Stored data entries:
========================
PR #2465, opened 2024-04-01
refactor: log errors when calls to retrieve user balances fail

therealemjy:
## Changes

- log errors when calls to retrieve user balances fail

### DIFF
--- a/.changeset/pink-fireants-try.md
+++ b/.changeset/pink-fireants-try.md
@@ -1,0 +1,5 @@
+---
+"@venusprotocol/evm": patch
+---
+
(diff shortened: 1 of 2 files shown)


apps/evm/src/pages/Account/AccountBreakdown/index.tsx
```diff
@@ -108,6 +108,8 @@ const Account: React.FC = () => {
     accountAddress,
   });
 
+  console.log(getVaultsData);
```
gleiser-oliveira: Extra log

gleiser-oliveira (approved):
========================
- [YOUR ASSIGNMENT]: A full, exact copy of the entries is required. Return it.

- [EXERCISE ANSWER]:
PR #2465, opened 2024-04-01
refactor: log errors when calls to retrieve user balances fail

therealemjy:
## Changes

- log errors when calls to retrieve user balances fail

### DIFF
--- a/.changeset/pink-fireants-try.md
+++ b/.changeset/pink-fireants-try.md
@@ -1,0 +1,5 @@
+---
+"@venusprotocol/evm": patch
+---
+
(diff shortened: 1 of 2 files shown)


apps/evm/src/pages/Account/AccountBreakdown/index.tsx
```diff
@@ -108,6 +108,8 @@ const Account: React.FC = () => {
     accountAddress,
   });
 
+  console.log(getVaultsData);
```
gleiser-oliveira: Extra log

gleiser-oliveira (approved):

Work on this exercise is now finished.